While it will be interesting to follow up on these ideas, it will be more pertinent to assess the fidelity and flipping propensity in all-atom models, whereby, given the involved long timescales, free energy perturbation methods will likely be necessary. Note that in an earlier study [64], this rearrangement was also present in the dark state, suggesting it may be an inherent characteristic of these proteins rather than exclusively associated with the formation of the radical pair. Future studies will quantify the relative ease of the untwisting in various redox states and thus relevance clarify its relevance as part of a dedicated activation processes.

Lastly, we aim for a more holistic view of the protein activation dynamics. To this end, we expanded upon the similarity data analysed in Fig. 3A by processing the correlation matrix from all twenty simulated trajectories.

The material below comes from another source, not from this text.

PR #606, opened 2019-11-12
Add TLS schema to ECS

dcode:
I compared the output of Zeek 3.x, Suricata 5.x, and Packetbeat 7.5 and selected these fields as a common set that would cover the TLS protocol. You can see my [scratchpad](https://gist.github.com/dcode/df8670ef49413aa8b5b7908c3491ff27#file-tls_schema-yaml) where I compared field names and came up with an example data record (YAML formatted).

While selecting fields, I aimed to keep only the data that centers around the SSL/TLS negotiation and avoid digging too deep into the x.509 certificates themselves. The certificates contain much more data than is extracted here, but this is similar to how Zeek and Suricata handle SSL/TLS protocol metadata by default, where only the high-level data is extracted.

As mentioned above, each trajectory was aligned to the DS, and the KLD similarity measures were computed relative to this state. Employing a fixed filtering threshold, the correlation matrix was translated into an adjacency matrix informing a network topology; amino acid residues are hence considered nodes in the graph, which are connected by an edge if their respective KLDs are correlated. Fig. 8 shows the resulting graph.

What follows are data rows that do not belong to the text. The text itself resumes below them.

PR #983, opened 2020-09-29
[1.x] Add mapping network event guidance doc (#969)

ebeahan:
 - Add mapping network event guidance doc (#969)


webmat (approved):
LGTM

PR #984, opened 2020-09-29
Removing unneeded link under `Additional Information`

ebeahan:
Missed removing this asciidoc link on the `Additional Information` page for `ecs-mapping-network-events` when moving section underneath `Using ECS` in #969


webmat (approved):
Ah, I closed the discussion thread on the previous PR, wondering why it didn't show it as outdated 🤦‍♂️ 

Thanks for catching that :-)

PR #988, opened 2020-09-30
Add usage docs section

ebeahan:
#### Summary

Adds a free-text section to the ECS field reference docs for each fieldset, called `usage`. The `usage` directory will allow for any current ECS fieldset to have a paired usage document which will appear as a subsection in the ECS docs table of contents.

#### Format/Appearance

The ECS documentation book will add an additional level of chunking:

Screen Shot 2020-09-30 at 1 21 20 PM

This additional, nested documentation page will only be added when a usage document is created for that particular field set.

#### Implementation Notes

* A new directory named `docs/usage` is being added and includes a `README.md` describing the intent and how-to for the usage asciidoc files.
* The `asciidoc_fields` generator will check the contents of `docs/usage` and create the necessary `include` statements in `docs/field-details.asciidoc`.
* No usage documentation is included; this PR focuses on putting the framework in place. Changes to `docs/field-details.asciidoc` were done to align with the changes in the `field_details.j2` template.
* The field details Jinja2 template has added the `[discrete]` section attribute to allow the necessary `include` statement to work as expected.
* The `Makefile` has been updated to use the higher chunking level: `--chunk=2`

Relates to #943

Issue #943, opened 2020-08-19
Introduce free-form text sections in docs


ebeahan:
**Summary**

Introduce a concept into the ECS repo which captures extended usage examples. These examples would appear in the ECS documentation as a dedicated page per field set.

**Motivation**:

Real-world examples are powerful tools to help users better grasp ECS concepts and how users can better map their custom data sources. In addition to the field specifications, ECS also provides guidance on the preferred design patterns for modeling particular events.

A wealth of examples and past discussion is captured in the repo and on Discuss, but not in the ECS docs. Having such examples incorporated into the docs would provide a single, authoritative location. Restructuring could also allow us to include diagrams, code snippets, and other visual aids.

Fig. 8 — Graph resulting from the correlation matrix of the normalized KLD for all trajectories. The threshold of 0.86 applied to filter the correlation matrix, highlighting only the strong correlations among the trajectories. The colours correspond to the same regions of interest as in previous figures: OPP: 80–90 (yellow), CL: 170–200 (orange), PBL: 220–245 (pink), REF: 388–399 (red), EEE: 440–460 (blue) and CT: 480–497 (green), tryptophan tetrad: W395, W372, W318, W369 (cyan). Please refer to Figs. S20-22 for additional insights in terms of communities and centralities.

To facilitate the identification of the various protein regions, each was highlighted according to the used colour scheme, see Fig. 1, with the four remote tryptophans involved in the electron cascade, Trp_A, Trp_B, Trp_C, and Trp_D, additionally highlighted in cyan. Examination reveals a network of connections between these tryptophans within the protein: an immediate pathway involving the CT (green) and REF (red) region facilitated by intermediate residues, two distant pathways connecting to the PBL and EEE region and a remote pathway extending to other protein regions, including OPP and CL. The insights regarding the pathways involving CT, EEE and PBL regions, observed from Fig. 8, are supported by the characteristic time constants (τ) calculated for each protein region depicted in Fig. 4 and detailed in the SI, Table S1. As expected, based on the network analysis, the CT region exhibits a rapid response, with a τ-value of (4.45 ± 0.01) µs with EEE region following behind (5.7 ± 0.05) µs. At the same time, the PBL displays the slowest response, with a τ value of (9.0 ± 0.02) µs. We also note that the characteristic time constants mentioned earlier suggest a balance, where the order of the timescale for the radical-pair mixing to generate efficient magnetic-field-effect sensing is on the order of 1 µs (electron spin precession time in the geomagnetic field is on the order of 720 ns [13]) and the system, specifically the phosphate-binding loop, takes around 10 µs to activate. This timing ensures the initial magnetic sensing is followed by a prompt yet sufficiently delayed activation step, allowing for effective signal transduction. In turn, the delayed activation facilitates solvent access to the protein centre, likely resetting the system to its initial ground state by enabling re-oxidation of flavin.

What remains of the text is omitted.